### WHAT TO PRODUCE
Each line in the records below that has the word "could" should be copied.

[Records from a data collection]
PR #633, opened 2024-01-26
MM-56540 - Live captions 🎥 

cpoile:
#### Summary
- WIP
- Needs tests and documentation
- UI is largely ready, most of it is ready, just needs some polish.

#### Ticket Link
- https://mattermost.atlassian.net/browse/MM-56540


webapp/package.json
```diff
@@ -76,6 +76,7 @@
   },
   "dependencies": {
     "@calls/common": "github:mattermost/calls-common#25619914bcfe6347101b29204b2976518742e81e",
+    "@mattermost/compass-icons": "0.1.40",
```
streamer45, line 79: I worked so hard on removing this dependency back then, do we really need to add it back? :p

server/client_message.go
```diff
@@ -8,8 +8,9 @@ import (
 )
 
 type clientMessage struct {
-	Type string          `json:"type"`
-	Data json.RawMessage `json:"data,omitempty"`
+	Type    string          `json:"type"`
+	Data    json.RawMessage `json:"data,omitempty"`
+	mapData map[string]any
```
streamer45, line 13: I assume this can be removed?

webapp/src/types/types.ts
```diff
@@ -180,3 +180,7 @@ export type RealNewPostMessageProps = {
     set_online: boolean;
     team_id: string;
 }
+
+export type LiveCaptions = {
+    [sesionID: string]: LiveCaption;
```
streamer45, line 185: small typo

streamer45 (commented):
Gave a first quick pass, looking great 💯 , only left a couple of minor comments.

webapp/package.json
cpoile: Nope, don't need it at all -- it doesn't seem to work anyway (we only get the one that's included in server), so it's mostly useless to us, considering we add new icons on almost every UI update. :)

server/client_message.go
cpoile: Yep, don't know why that was still there (part of an experiment).

server/websocket.go
```diff
@@ -987,6 +987,24 @@ func (p *Plugin) WebSocketMessageHasBeenPosted(connID, userID string, req *model
 			return
 		}
 		msg.Data = []byte(msgData)
+	case clientMessageTypeCaption:
```
streamer45, line 990: Unless there's a good reason to do it here, it would be best to handle the message in `handleClientMsg` like for most other client initiated events.

webapp/src/components/expanded_view/component.tsx
```diff
@@ -1355,10 +1388,18 @@ const CloseButton = styled.button`
...
     position: absolute;
     bottom: 96px;
     display: flex;
     flex-direction: column;
     gap: 12px;
 `;
+
+const LiveCaptionsOverlay = styled.div`
+    position: absolute;
+    width: 100vw;
```
streamer45, line 1401: Does this mean it will go on top of other elements like participants list, call thread?

webapp/src/constants.ts
```diff
@@ -10,6 +10,7 @@ export const DEFAULT_RING_SOUND = 'Calm';
 export const CALL_START_POST_TYPE = 'custom_calls';
 export const CALL_RECORDING_POST_TYPE = 'custom_calls_recording';
 export const CALL_TRANSCRIPTION_POST_TYPE = 'custom_calls_transcription';
+export const LIVE_CAPTION_TIMEOUT = 5000;
```
streamer45, line 13: Do you think this is generally enough? I suppose it depends on what's the maximum output length of the transcriber.

server/websocket.go
cpoile: I would say the good reason is: it avoids an unnecessary data->json string->data conversion, which isn't needed. I realize we do that from client to backend, but I can't think of a reason to do it from one backend to another. Plus, it makes sense to treat this differently than a typical message from a regular client, since it's not really a regular client.

webapp/src/components/expanded_view/component.tsx
cpoile: It goes on top of reactions and the participant list, but not over the thread view. I can _probably_ figure out how to put it on top of the thread view if needed, but I thought we might not want to do that, because having captions block the thread might be undesirable. I'm fine either way, so maybe @matthewbirtch can let us know which is best?

webapp/src/constants.ts
cpoile: This timer only affects a caption that hasn't had any changes -- so the caption will always be there if there's updates or new lines etc, and only once the participant stops speaking will the timeout remove the caption (after 5 seconds of not speaking). I've found when watching the load test that this leaves a natural amount of time to read the caption. We can tune it to whatever of course.

webapp/src/components/expanded_view/component.tsx
matthewbirtch: @cpoile @streamer45 the caption should definitely not overlap on top of the thread RHS. The captions should stay within the bounds of the main call room area. 
image

cpoile: @matthewbirtch Thank you. How about the case when the participant list is active?

cpoile: After experimenting with both, I think it looks better if the captions are centred in the expanded view main area (with the blue background). That is: (we can adjust the max width etc.)
image

matthewbirtch: Yep, what you've done here makes the most sense to me - centered within the main area. Although, would we have this much text on the screen at one time? I assume we would cap it at 2 lines of text at a time.

For a max-width, I would play with something like 600px?

cpoile: @matthewbirtch As for the amount of text -- these are three people talking at once, so I don't think it makes sense to artificially limit the number of captions, do you? This is probably not going to happen often. Generally there is a 5 second wait until the last caption gets removed, so unless there's overlapping conversations, we usually will only see one or two captions at the same time.

600 px sounds good -- I'll play around it some more during testing and post some screenshots.

matthewbirtch: > these are three people talking at once, so I don't think it makes sense to artificially limit the number of captions, do you

Oh, I see. I didn't make that connection at first - I should have looked closer. How many people are we tracking at one time? If we go much beyond 3, the screen would just fill with captions :) As you mentioned, not a likely scenario, but we may want to come up with some kind of limit to prevent that. Probably not a high priority fix right now though

server/websocket.go
streamer45: Fair enough. We should still call `p.metrics.IncWebSocketEvent` as appropriate though.

server/performance/metrics.go
```diff
@@ -15,23 +15,27 @@ import (
...
 const (
-	metricsNamespace        = "mattermost_plugin_calls"
-	metricsSubSystemWS      = "websocket"
-	metricsSubSystemCluster = "cluster"
-	metricsSubSystemStore   = "store"
+	metricsNamespace             = "mattermost_plugin_calls"
+	metricsSubSystemWS           = "websocket"
+	metricsSubSystemCluster      = "cluster"
+	metricsSubSystemStore        = "store"
+	metricsSubSystemLiveCaptions = "live_captions"
```
streamer45, line 22: I feel the subsystem should be jobs here so that it can be easily extended to more stuff in the future. Then there could be a job type label added to identify what we are talking about or a simple prefix to the metric name.

server/websocket.go
```diff
@@ -987,6 +988,39 @@ func (p *Plugin) WebSocketMessageHasBeenPosted(connID, userID string, req *model
...
+		}
+		newAudioLenMs, ok := req.Data["new_audio_len_ms"].(float64)
+		if !ok {
+			p.LogError("invalid or missing new_audio_len_ms in caption ws message")
+			return
+		}
+		p.handleCaptionMessage(us.channelID, sessionID, userID, text, newAudioLenMs)
+		return
+	case clientMessageTypeMetric:
+		// Sent from the transcriber.
```
streamer45, line 1016: I think this is great and could be sent by any client eventually to track more stuff (e.g. WebRTC call quality as seen from the client side or more client side performance data).

server/websocket.go
```diff
@@ -1062,3 +1096,23 @@ func (p *Plugin) handleBotWSReconnect(connID, prevConnID, originalConnID, channe
...
+	}, &model.WebsocketBroadcast{ChannelId: channelID, ReliableClusterSend: true})
+
+	p.metrics.ObserveLiveCaptionsAudioLen(newAudioLenMs)
+}
+
+func (p *Plugin) handleMetricMessage(metricName public.MetricName) {
+	switch metricName {
+	case public.MetricPressureReleased:
+		p.metrics.IncLiveCaptionsPressureReleased()
+	case public.MetricTranscriberBufFull:
```
streamer45, line 1115: Can we prefix the types so that they match the methods? `MetricPressureReleased` sounds very generic if you don't have the context in mind. I know it becomes verbose but it's a tradeoff I'd take.

streamer45 (commented):
Looking great, left a couple more comments.

cpoile:
@streamer45 FYI: I'm working on the load test doc: https://docs.google.com/document/d/12-hDDtK12YXFneoF8OJ5vn8UkMrGbdtj80KJ_qeFJNg/edit?usp=sharing
And I'm still working on ways of relieving the pressure on the transcribers.

server/websocket.go
cpoile: Yep, sounds good. I'm not averse to long names (I usually think my names are too long and I try to cut them down).

server/performance/metrics.go
cpoile: Good idea, done.

webapp/src/components/expanded_view/component.tsx
cpoile: There's no limit to the number of captions we display at one time, but naturally there won't be too many. They disappear after 5 seconds of inactivity. I think this is the kind of thing we should experiment with with real-world usage and then we'll have a better sense of sense of what limits make sense. With the test scripts (with up to 3 people talking simultaneously, or with more natural one-after-another conversations) the number of captions is never overwhelming.

cpoile:
@streamer45 @matthewbirtch I think I'm pretty much done development on our first version of this. I'd like to put it on Community on Tuesday and let it soak until I head off for PTO on Friday. The load test doc has a couple suggestions for tweaks to make on the after-call transcriber (reduce its threads to 2 or 1).
If Community's transcriber machine is a c6i.2xlarge, we can use 2 threads per live transcriber and 1 live transcriber per pool, which will give us good results with up to four calls. See: https://docs.google.com/document/d/12-hDDtK12YXFneoF8OJ5vn8UkMrGbdtj80KJ_qeFJNg/edit

cpoile:
@matthewbirtch Thanks for the review!
1. Done.
2. 👍 
3. Right now it's set to max of 50% of width. I can set it to max 600px, and otherwise 50% (or whatever % you'd like, let me know).
4-6. These are limitations of the transcription model. You get them with live captions because it's using smaller chunks of audio, and you don't get them with the end-of-call transcription because it has a lot more context. We have to balance the amount of context it uses with the amount of "real-time-ness", since the more context we give the longer the transcription will take. We can tweak those parameters. Right now we're using up to 8 seconds of audio.

matthewbirtch:
> * I'd like to update the `cc` icon because the stroke weight and size don't quite seem to match the other icons - that's my fault. I'll aim to get that to you this week
> *

I've updated the compass icons repo with a new release that includes the updated `cc` icon.

> 3\. Right now it's set to max of 50% of width. I can set it to max 600px, and otherwise 50% (or whatever % you'd like, let me know).

I'd say we could increase it to 70% width up to a max of 600px. When the window is smaller, 50% seems to narrow, so this should be good.

cpoile:
@matthewbirtch Is there an svg version of the cc icon? (perhaps in a figma somewhere? that's where I got it last time). We're unable to use recent versions of the compass-icons because webapp interferes, so we use svgs until everything equalizes.

I've made the change on the caption width -- looks much better. (the test server has the updated plugin so you can test it if you'd like).

matthewbirtch:
> @matthewbirtch Is there an svg version of the cc icon? (perhaps in a figma somewhere? that's where I got it last time). We're unable to use recent versions of the compass-icons because webapp interferes, so we use svgs until everything equalizes.
> 
> I've made the change on the caption width -- looks much better. (the test server has the updated plugin so you can test it if you'd like).

Yep, you can find the SVG for cc icon in the compass-icons repo here: https://github.com/mattermost/compass-icons/blob/master/svgs/closed-caption-outline_F0DBD.svg

For future, all icon SVGS are in the compass-icons repo here: https://github.com/mattermost/compass-icons/blob/master/svgs/

cpoile:
@matthewbirtch Top is the new, bottom is old, does this look good?

image

matthewbirtch:
> @matthewbirtch Top is the new, bottom is old, does this look good?
> 
> 
> 
> image
> 
> 

Hmmm, it still looks too small in comparison to the other buttons. Is there something different we're doing on the cc button from the rest?

cpoile:
@matthewbirtch Nope, I think it's just a smaller icon. The one above was the icon's normal size, this is 28px: 
image
This is 30px:
image
This is 32px:
image
etc.
Which would you prefer?

matthewbirtch:
> @matthewbirtch Nope, I think it's just a smaller icon. The one above was the icon's normal size

> This is 32px:
> 
> image

I think 32 is closest to the intended size. There is something weird though if the icons aren't sizing correctly since the SVGs we've created are all consistently sized to a 24x24 bounding box. I'll see if I can inspect this and see what's going on

cpoile:
@matthewbirtch Ok, new version is up on the test server.

matthewbirtch (approved):

webapp/src/components/expanded_view/component.tsx
```diff
@@ -1027,13 +1040,16 @@ export default class ExpandedView extends React.PureComponent<Props, State> {
...
+        const liveCaptionsText = this.state.showLiveCaptions ? formatMessage({defaultMessage: 'Turn off live captions'}) : formatMessage({defaultMessage: 'Turn on live captions'});
+
         const globalRhsSupported = Boolean(this.props.selectRhsPost);
 
         const isChatUnread = Boolean(this.props.threadUnreadReplies);
 
         const isHost = this.props.callHostID === this.props.currentUserID;
 
         const isRecording = isHost && this.props.isRecording;
+        const showCCButton = this.props.transcriptionsEnabled && this.props.isRecording && Boolean(this.props.callRecording?.start_at);
```
streamer45, line 1052: Adding a comment here since I noticed it on Community: we should hide if live captions are disabled.

cpoile: Thanks, fixed in [3b22c07](https://github.com/mattermost/mattermost-plugin-calls/pull/633/commits/3b22c075324ebeb5777cc81e736252fcb34061e3)

cpoile:
Added https://mattermost.atlassian.net/browse/MM-57408 LiveCaptionsLanguage support

server/bot_api.go
```diff
@@ -477,6 +483,9 @@ func (p *Plugin) handleBotPostJobsStatus(w http.ResponseWriter, r *http.Request,
 			if err := p.stopTranscribingJob(state, callID); err != nil {
 				p.LogError("failed to stop transcribing job", "callID", callID, "err", err.Error())
 			}
+			if lcState != nil {
+				lcState.EndAt = time.Now().UnixMilli()
+			}
```
streamer45, line 488: This is redundant right? I'd expect `stopTranscribingJob` to take care of it.

server/transcription_api.go
```diff
@@ -59,15 +72,25 @@ func (p *Plugin) transcriptionJobTimeoutChecker(callID, jobID string) {
...
-				"recState": clientState.toMap(),
+				"recState": recClientState.toMap(),
 			}, &model.WebsocketBroadcast{ChannelId: callID, ReliableClusterSend: true})
 		}
 
-		p.publishWebSocketEvent(wsEventCallTranscriptionState, map[string]interface{}{
-			"callID":  callID,
-			"trState": clientState.toMap(),
+		// We need to send it as a "recording" because we don't handle the "transcription" type on the client.
+		// MM-57265: However, we don't show this message yet.
```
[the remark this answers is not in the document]
cpoile: I don't remember what I was getting at with the first sentence. The second one with the ticket is still good -- we receive a delayed ws event and don't handle it on the client.

plugin.json
```diff
@@ -288,9 +288,9 @@
     ]
   },
   "props": {
-    "min_rtcd_version": "v0.12.0",
+    "min_rtcd_version": "v0.14.0",
     "min_offloader_version": "v0.7.0",
```
streamer45, line 292: Two things: 

- We don't need to bump `rtcd`. I actually wouldn't do that.
- May want to bump offloader though given config validation will be outdated otherwise.

cpoile: @streamer45 Ok, but why not update rtcd?

streamer45: Mostly because there's no need to. I see updating rtcd here same as updating `min_server_version`. We can do it but keeping some compatibility is a bit easier on upgrades otherwise we can get into sticky situations like when upgrading Community and Hub nothing works unless rtcd is upgraded before the plugin.

cpoile: Ok, sounds good

PR #640, opened 2024-02-19
[MM-56920] Allow passing SiteURL override for jobs

streamer45:
#### Summary

By default our jobs use the SiteURL from config in order to connect. To allow connection from within a local network in production we need to add some overrides.

#### Related PR

https://github.com/mattermost/calls-recorder/pull/64

#### Ticket Link

https://mattermost.atlassian.net/browse/MM-56920


standalone/src/init.ts
```diff
@@ -169,14 +166,6 @@ export default async function init(cfg: InitConfig) {
     }
     RestClient.setToken(getToken());
 
-    // initialize some basic state.
-    await Promise.all([
-        getMe()(store.dispatch, store.getState),
-        getMyPreferences()(store.dispatch, store.getState),
-        getMyTeams()(store.dispatch, store.getState),
-        getMyTeamMembers()(store.dispatch, store.getState),
-    ]);
```
streamer45, line 178: Slightly unrelated but when investigating the flow of requests I figured these were not needed for the recorder. In fact they would all fail as unauthorized since the bot wouldn't be logged in. So we are moving them on the global widget logic .

standalone/src/widget/index.tsx
```diff
@@ -73,7 +75,14 @@ async function initWidget(store: Store) {
 }
 
 async function initStoreWidget(store: Store, channelID: string) {
-    await store.dispatch(getChannelAction(channelID));
+    // initialize some basic state.
+    await Promise.all([
+        getMe()(store.dispatch, store.getState),
+        getMyPreferences()(store.dispatch, store.getState),
+        getMyTeams()(store.dispatch, store.getState),
+        getMyTeamMembers()(store.dispatch, store.getState),
```
cpoile, line 83: nit: I think all of these can be done like in like 84, e.g. `store.dispatch(getMe())`. But no big deal either way.

cpoile (approved):

standalone/src/widget/index.tsx
streamer45: oh yeah, after years I am still confused by actions. I'll update.

PR #646, opened 2024-02-29
Fix fetching captions

streamer45:
#### Summary

Since https://github.com/mattermost/mattermost/pull/26239 permissions checks on files require a channel ID to be set so it's not sufficient to use the post ID.

### DIFF
--- a/server/bot_api.go
+++ b/server/bot_api.go
@@ -327,7 +327,7 @@ func (p *Plugin) handleBotPostTranscriptions(w http.ResponseWriter, r *http.Requ
 	// Updating the file to point to the existing call post solves this problem
 	// without requiring us to expose a dedicated API nor attach the file which
 	// we don't want to show.
-	if err := p.updateFileInfoPostID(info.Transcriptions[0].FileIDs[0], info.PostID); err != nil {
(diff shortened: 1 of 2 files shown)


server/bot_api.go
```diff
@@ -327,7 +327,7 @@ func (p *Plugin) handleBotPostTranscriptions(w http.ResponseWriter, r *http.Requ
 	// Updating the file to point to the existing call post solves this problem
 	// without requiring us to expose a dedicated API nor attach the file which
 	// we don't want to show.
-	if err := p.updateFileInfoPostID(info.Transcriptions[0].FileIDs[0], info.PostID); err != nil {
+	if err := p.updateFileInfoPostID(info.Transcriptions[0].FileIDs[0], callID, info.PostID); err != nil {
```
cpoile, line 330: arg, this `callID` == `channelID` is going to confuse me forever. :)

cpoile (approved):

server/bot_api.go
streamer45: @cpoile I hear you, that's why we have https://mattermost.atlassian.net/browse/MM-54253

PR #650, opened 2024-03-04
[MM-51852] Update server version to min version that has MM-51852

cpoile:
#### Summary
- https://github.com/mattermost/mattermost/pull/24731 has a breaking change, and the earliest server branch with that PR is 9.2.0, so make 9.2.0 our new min server version.

#### Ticket Link
- https://mattermost.atlassian.net/browse/MM-56659

### DIFF
--- a/plugin.json
+++ b/plugin.json
@@ -4,7 +4,7 @@
   "description": "Integrates real-time voice communication in Mattermost",
   "homepage_url": "https://github.com/mattermost/mattermost-plugin-calls/",
   "support_url": "https://github.com/mattermost/mattermost-plugin-calls/issues",
-  "min_server_version": "9.2.0",
+  "min_server_version": "9.5.0",
   "server": {
     "executables": {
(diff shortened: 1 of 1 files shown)


streamer45:
Wondering if we should bump to latest ESR (v9.5) since we are at it. Most customers would jump to that one when they reach v9.

cpoile:
@streamer45 I thought it was more of a "this is the bare minimum you need" kind of thing, not a "we recommend you be on this ESR for various other reasons." But if you prefer, I don't mind either way.

streamer45:
> @streamer45 I thought it was more of a "this is the bare minimum you need" kind of thing, not a "we recommend you be on this ESR for various other reasons." But if you prefer, I don't mind either way.

That's correct but also have a somewhat important security fix we merged recently (https://github.com/mattermost/mattermost-plugin-calls/pull/620) which doesn't really work before 9.5 either. So maybe there's a chance to align with ESRs going forward.

streamer45 (approved):
Thanks!

Issue #651, opened 2024-03-05
The plugin does not apply the language set by the user


wensimin:
mattermost version : mattermost-team-edition:release-9.6
com.mattermost.calls version:  0.24.0
I see the following error message in the console

![1709630440460](https://github.com/mattermost/mattermost-plugin-calls/assets/11828594/fe7e6777-01a1-42b0-818b-b94e23d0ef2b)

Did I get something wrong?

streamer45:
Hi @wensimin, it looks like we don't have translations for that specific language code. I am wondering if this is a simple issue of language identifiers. Would any of the following translation files apply to you?

https://github.com/mattermost/mattermost-plugin-calls/blob/main/webapp/i18n/zh_Hans.json

https://github.com/mattermost/mattermost-plugin-calls/blob/main/webapp/i18n/zh_Hant.json

wensimin:
Yes, I think it is zh_Hans.json @streamer45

### ANSWER FOR THE TASK
streamer45, line 22: I feel the subsystem should be jobs here so that it can be easily extended to more stuff in the future. Then there could be a job type label added to identify what we are talking about or a simple prefix to the metric name.
streamer45, line 1016: I think this is great and could be sent by any client eventually to track more stuff (e.g. WebRTC call quality as seen from the client side or more client side performance data).
I'd say we could increase it to 70% width up to a max of 600px. When the window is smaller, 50% seems to narrow, so this should be good.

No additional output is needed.